Improved Precision: Weights can eliminate predictable outcome components.
The SEs of SDID are smaller than those of SC and DID
Caveat: If there’s minor systematic heterogeneity in outcomes, unequal weighting might reduce precision compared to standard DID.
Weight Design:
Unit Weights: Makes average outcome for treated units roughly parallel to the weighted average for control units.
Time Weights: Ensures posttreatment outcomes for control units differ consistently from their weighted average pretreatment outcomes.
Weights enhance DID’s plausibility:
Raw data often lacks parallel time trends for treated/control units.
Similar techniques (e.g., adjusting for covariates or selecting specific time periods) were used before (Callaway and Sant’Anna 2021).
SDID automates this process, applying a similar logic to weight both units and time periods.
Time Weights in SDID:
- Removes bias and boosts precision (i.e., minimizes the influence of time periods vastly different from posttreatment periods).
Argument for Unit Fixed Effects:
Flexibility: Increases model flexibility and thereby bolsters robustness.
Enhanced Precision: Unit fixed effects explain a significant portion of outcome variation.
SC Weighting & Unit Fixed Effects:
Under certain conditions, SC weighting can inherently account for unit fixed effects.
- For example, when the weighted average outcome for control units in pretreatment is the same as that of the treated units. (unlikely in reality)
The use of unit fixed effect in synthetic control regression (i.e., synthetic control with intercept) was proposed before in Doudchenko and Imbens (2016) and Ferman and Pinto (2021) (called DIFP)
More details on application
- Choose unit weights
Regularization Parameter:
- Equal to the size of a typical one-period outcome change for control units in the pre-period, then multiplied by a scaling factor (Arkhangelsky et al. 2021, 4092).
Relation to SC Weights:
SDID weights are similar to those used in (Abadie, Diamond, and Hainmueller 2010) except two distinctions:
Inclusion of an Intercept Term:
The weights in SynthDiD do not necessarily make the control pre-trends perfectly match the treated trends, just make them parallel.

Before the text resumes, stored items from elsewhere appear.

PR #1645, opened 2018-03-08
Script for migrating the SourceData table

alexwlchan:
Another chunk of #1639.

You can see the two test cases (with and without itemData) in the table:

* sierra/b1919592
* sierra/b2097560

I've created the new keys, but not deleted the old keys yet – when I run the script proper, they'll gradually be cleaned up.


kenoir:
Closing as not required.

This flexibility comes from the use of unit fixed effects, which can absorb any consistent differences between units.
Regularization Penalty:
Adopted from Doudchenko and Imbens (2016) .
Enhances the dispersion and ensures the uniqueness of the weights.
DID weights are identical to those used in (Abadie, Diamond, and Hainmueller 2010) without intercept and regularization penalty and 1 treated unit.
- Choose time weights
- Also include an intercept term, but no regularization (because correlated observations within time periods for the same unit is plausible, but not across units within the same period).
Note: To account for time-varying variables in the weights, one can use the residuals of the regression of the observed outcome on these time-varying variables, instead of the observed outcomes themselves (\(Y_{it}^{res} = Y_{it} - X_{it} \hat{\beta}\), where \(\hat{\beta}\) come from \(Y = \beta X_{it}\)).
The SDID method can account for systematic effects, often referred to as unit effects or unit heterogeneity, which influence treatment assignment (i.e., when treatment assignment is correlated with these systematic effects). Consequently, it provides unbiased estimates, especially valuable when there’s a suspicion that the treatment might be influenced by persistent, unit-specific attributes.
Even in cases where we have completely random assignment, SDID, DiD, and SC are unbiased, but SynthDiD has the smallest SE.